All quarter I and the other members of his triad could sense as one wrote, “He desperately wants to take that first step, but can’t bring himself to unlock the door even to take just a quick peak. I think he is afraid of being liked. He has done enough work behind the scenes, the script for the play and one of the ideas for the game, but not much for the final project. Be merciful and give him a ‘C-‘. He needs support desperately.” The other said of him, “He took no initiative, offered no suggestions, did only what we told him to him, tried to include him without success, but I know he has the ability. I think he is really afraid of being laughed at, and being made to look foolish.

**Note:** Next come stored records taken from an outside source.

PR #4957, opened 2026-03-27
Add three new fuzzers

DavidKorczynski:
The goal is to extend fuzzing coverage by way of OSS-Fuzz. Latest report available here:
https://storage.googleapis.com/oss-fuzz-coverage/tmux/reports/20260327/linux/src/report.html


nicm:
Good one, applied now, thanks.

It feels like `input-fuzzer.dict` could be added to a bit but I don't really know how it works, maybe what is there is enough...

nicm:
I think there is something wrong with the format fuzzer, because ossfuzz has opened this issue: https://oss-fuzz.com/testcase-detail/5348870392709120

image

The test file is a single `#`: 
[clusterfuzz-testcase-minimized-format-fuzzer-5348870392709120.txt](https://github.com/user-attachments/files/26431989/clusterfuzz-testcase-minimized-format-fuzzer-5348870392709120.txt)

However, neither Valgrind nor ASAN show any problem with this, and as far as I can tell from code inspection, a single `#` should not be a problem.

Let me know if you can see an issue.

nicm:
Hold on, think I have found it...

nicm:
OK ignore me, I found the problem:
~~~~
--- a/format.c
+++ b/format.c
@@ -5463,7 +5463,7 @@ format_expand1(struct format_expand_state *es, const char *fmt)
                        buf[off++] = *fmt++;
                        continue;
                }
-               if (*fmt++ == '\0')
+               if (*++fmt == '\0')
                        break;

                ch = (u_char)*fmt++;

nicm:
This one, however, does not appear to be a tmux problem:
image
This seems to be a pessimistic case in `regcomp`, the command parses correctly for me but it takes five seconds in `regcomp` and the memory use jumps.

[testcase.txt](https://github.com/user-attachments/files/26433043/testcase.txt)

~~~~
$ time ./tmux run -C "$(cat testcase.txt)"
syntax error

real    0m6.496s
user    0m0.011s
sys     0m0.015s

PR #4958, opened 2026-03-27
window-copy: clamp data->oy to prevent underflow after history shrinks

futpib:
When in copy mode with a large scroll offset and the window is resized so that history shrinks, `data->oy` can exceed `screen_hsize` causing an unsigned integer underflow in the `py` computation. Clamp `data->oy` in `window_copy_resize` and `window_copy_cmd_refresh_from_pane` before the subtraction.

Fixes: #4956


nicm:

Something or someone has hurt him and put in that damn straightjacket. Don’t fail him even if his contribution was at best minimal. I vote for a ‘D.'” At the end of the quarter, relying heavily on the evaluations of the others of the triad, I gave him a “D.” It was afraid it was going to cost him his scholarship, but I didn’t see what else I could do.

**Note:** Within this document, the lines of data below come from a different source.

PR #4965, opened 2026-04-01
Add WAYLAND_DISPLAY to default update-environment list

WGH-:
This environment variable serves the same role as `DISPLAY` on X.

Just like with `DISPLAY`, this helps fixing the problem where the tmux server was initially started in Wayland session, but later on used through SSH, and programs incorrectly inherit this env var, displaying their GUI _somewhere_ instead of falling back to TUI or failing explicitly. Or vice versa.

 And just like with DISPLAY and other variables in the update-environment list, this change is safe if you don't use Wayland. Only harmless `-WAYLAND_DISPLAY`/`unset WAYLAND_DISPLAY` is emitted.

### DIFF
--- a/options-table.c
+++ b/options-table.c
@@ -1024,7 +1024,8 @@ const struct options_table_entry options_table[] = {
 	  .scope = OPTIONS_TABLE_SESSION,
 	  .flags = OPTIONS_TABLE_IS_ARRAY,
 	  .default_str = "DISPLAY KRB5CCNAME MSYSTEM SSH_ASKPASS SSH_AUTH_SOCK "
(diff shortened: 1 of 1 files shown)


nicm:
I wonder if we should set the default `update-environment` via `configure`/`Makefile.am` like we do `TERM`/`TMUX_CONF`/`lock-command`, because this is really a Linux thing, and there are some others like `MSYSTEM` that is Cygwin-only.

nicm:
Maybe it isn't worth the hassle for the same of a dozen or so environment variables...

nicm:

A week after summer school began, John popped into my office to discuss his grade. He told me that he needed a “B” to keep his scholarship. We went outside, sat on a bench, unwrapped some Tootsie Pops, and talked. The sum of his argument was that “I read all the material”, “I understood the material”, “I did what I was told”, and “I don’t like to talk.” I countered simply with the fact that he didn’t seize the alternative ways I offered for him to display when he knew and his contribution to his triad and the class was at best minimal. He never once looked at me, and I had to look ahead for him to listen to me. I told him that I didn’t think he deserved more than he received in spite of his self-evaluation to the contrary. We went down the requirements of the course as laid out in my 15 page syllabus and offered him my assessment. But, I told him that I am willing to reconsider if he prepared a portfolio detailing everything he did in class and the extent of his contribution within the triad, and got the other members of his triad who I knew were on campus to either write testimonials on his behalf or talk with me. He didn’t see why he had to go through all that trouble. “Then,” I told him, “I have no reason other than your statement, which isn’t enough, to change your grade.”

He never did put together a complete portfolio together and get the other members of the triad to write on his behalf. Nevertheless, I spoke to them and they held their ground, but would accept without any rancor whatever decision I made. One of them made the passing remark of which I took little notice at the time, “I guess a quarter wasn’t enough time for him to take even one step.”

During the remainder of the summer quarter, John and I met four times, all at his insistence. He wouldn’t let go although he merely repeated his position, but at least he put up something that resembled a fight for something. More importantly, during each meeting, a minute here and a few minutes there, he mentioned or talked briefly about himself, members of his family, and his dreams and fears. Finally, at the last meeting, at the beginning of August, I told him I would make a decision once and for all on the following day.

That night was a restless one. God, I remember that conversation with my wife. “What to do. How I do I get to him in a way that has some meaning?” I asked her as I warmly lay next to her. “I’m not going to give him something he hasn’t earned. I can’t change his grade just because I feel for him. But dammit I know there’s a hell of an aquifer below that desert. I feel it in my gut. How to get him to divine for it.”

“Maybe,” she said with a consoling voice, “this is one of those whom you just can’t get to.”

“Maybe,” I sighed in return. “It sure was easier to make this kind of decision when I was just a distant professor. I’d just scratch him off without getting involved. Putting a face and name to a student can make it tough.”

“Yeah,” she retorted, “but you’re a teacher now and you can’t just throw him away and blame him for it.”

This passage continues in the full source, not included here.